The sacrifice of Torpedo Squadron Eight had not sunk a single ship. Their torpedoes had missed. Their attack had been obliterated. But they had drawn the Japanese combat air patrol down to the deck, leaving the sky open for the dive bombers to strike unopposed.

Gay floated in the water and understood: his friends had not died for nothing.

But understanding that did not make him feel better. It did not bring them back. It did not stop him from floating among their bodies, from seeing the wreckage of their planes scattered across the ocean, from knowing that he was alive and they were not.

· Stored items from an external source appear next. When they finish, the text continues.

PR #13223, opened 2024-03-27
Recommend lowering the default mmap readahead.

jpountz:
This is a follow-up of a discussion on #13219. `mmap` has a higher readahead than regular `read()` operations by default, e.g. 128kB instead of 16kB on my Linux box. On indexes that exceed the size of the page cache, this may trigger performance issues due to page cache trashing and additional page cache contention. Rather than forcing `MMapDirectory` to use `MADV_RANDOM` on all files, it would make more sense to configure a lower `mmap` readahead at the system level, e.g. the same readahead value as `read()` operations use.

### DIFF
--- a/lucene/core/src/java/org/apache/lucene/store/MMapDirectory.java
+++ b/lucene/core/src/java/org/apache/lucene/store/MMapDirectory.java
@@ -38,6 +38,16 @@ import org.apache.lucene.util.Constants;
  * fragmented address space. If you get an {@link IOException} about mapping failed, it is
  * recommended to reduce the chunk size, until it works.
  *
+ * <p><b>NOTE</b>: On some platforms like Linux, mmap comes with a higher readahead than regular
+ * read() operations, e.g. 128kB for mmap reads and 16kB for regular reads. Such a high default
+ * readahead can hurt performance on indexes that exceed the size of the page cache, by triggering
+ * more page cache trashing as well as more contention on the page cache. For typical workloads
+ * involving Lucene indexes, it is recommended to update the default readahead of mmap to the same
+ * readahead that is used by regular read() operations. This can be done by calling
+ * <code>sudo blockdev --setra 32 &lt;filesystem&gt;</code>, where 32 is the number of 512 byte
+ * sectors to read ahead, ie. 16kB, and &lt;filesystem&gt; is the filesystem where Lucene indexes
+ * are stored.
+ *
  * <p>This class supports preloading files into physical memory upon opening. This can help improve
  * performance of searches on a cold page cache at the expense of slowing down opening an index. See
  * {@link #setPreload(BiPredicate)} for more details.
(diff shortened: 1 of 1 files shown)


uschindler (approved):
If you fix the html violations all fine.

lucene/core/src/java/org/apache/lucene/store/MMapDirectory.java
```diff
@@ -38,6 +38,15 @@
  * fragmented address space. If you get an {@link IOException} about mapping failed, it is
  * recommended to reduce the chunk size, until it works.
  *
+ * <p><b>NOTE</b>: On some platforms like Linux, mmap comes with a higher readahead than regular
+ * read() operations, e.g. 128kB for mmap reads and 16kB for regular reads. Such a high default
```
rmuir, line 42: Can you point to place in the kernel where this is happening?

rmuir (changes requested):
I don't think we should ask users to modify these settings on their block devices, at least i'd like to see actual documentation on why this should be adjusted for lucene (also it will impact the entire system)

uschindler:
I am also a bit skeptical why you need to modify the block device. If this would be a file system setting I can imagine it's useful.

@rmuir this came from investigation by Wikimedia on Elasticsearch https://github.com/elastic/elasticsearch/issues/27748

rmuir:
my thoughts here are that issues can be addressed by providing correct advice to `madvise`. IMO this should typically be `MADV_RANDOM` because accesses are in random order: even if "we" think of it as sequential, we are sharing single filemap across multiple threads and they seek to some random place in file and read a little and are done, that's RANDOM!

we should benchmark this stuff to get it right.

jpountz:
For reference, this change is based on similar observations as made on https://biriukov.dev/docs/page-cache/3-page-cache-and-basic-file-operations. `mmap` comes with a 128kB readahead while `read()` only does 16kB readahead. I can reproduce the exact same numbers with code as below, plus dropping caches and using `vmtouch`.

```java
    try (FSDirectory dir = FSDirectory.open(Paths.get("/data/a")); // switch to NIOFSDirectory to test with read()
        IndexInput in = dir.openInput("term-ids__47.tmp", IOContext.READ)) {
      in.readInt();
    }
  }
```

While 16kB has proved workable in practice, we've seen major performance issues with Elasticsearch, a 128kB readahead and indexes that exceed the size of the page cache. My first take was that 128kB feels huge for a default readahead, almost buggy, and it's not clear to me why it's so much higher than with read(). Since this is controversial, I'm ok with the alternative approach of using a MADV_RANDOM all the time for `IOContext.READ`. We should benchmark the impact of a smaller readahead to confirm it performs well, from my testing it only reads one page at a time in that case, but intuitively it should be ok.

jpountz:
> the alternative approach of using a MADV_RANDOM all the time for IOContext.READ

I opened #13244 to show what this could look like.

mikemccand:
The Linux source for readahead is quite wild (WARNING: GPL 2 code -- read at your own risk!): https://github.com/torvalds/linux/blob/master/mm/readahead.c

jpountz:
Superseded by #13244.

He stayed in the water all day and through the night, hiding when Japanese ships passed nearby, too exhausted and too afraid to move. Finally, on the afternoon of June 5, a Navy PBY Catalina search plane spotted him and pulled him from the ocean. He had been in the water for more than seventeen hours.

When Gay returned to the Hornet, he learned what he already knew: he was the only survivor. Fifteen aircraft had launched. Thirty men had flown into battle. Twenty-nine were dead.

George Gay was the sole survivor of Torpedo Squadron Eight.

The Navy treated him as a hero. They promoted him. They sent him on war bond tours. They asked him to tell his story again and again to inspire the public. And he did, because that was his duty.

But inside, George Gay carried something heavier than medals.

He carried the weight of twenty-nine men who did not come home. He carried the memory of Bob Huntington, who died in the seat behind him. He carried the knowledge that survival was not a reward—it was a responsibility.

After the war, Gay did not try to forget. He spent the rest of his life honoring the men of Torpedo Squadron Eight. He attended reunions, gave interviews, wrote a memoir, and spoke to anyone who would listen about what those men had done. He made sure their names were remembered. He made sure their sacrifice was not reduced to a footnote in history books.

George Gay lived until 1994. He was seventy-seven years old when he died. For fifty-two years after Midway, he carried the story of that day with him, not as a burden, but as a promise.

He did not survive because he was lucky.

He survived because someone had to tell the story.

He survived because twenty-nine men flew into hell knowing they would not come back, and someone needed to make sure the world knew they had been there.

Some men are remembered because they won.

George Gay is remembered because he survived to honor those who did not.

And that, in its own way, is a different kind of courage.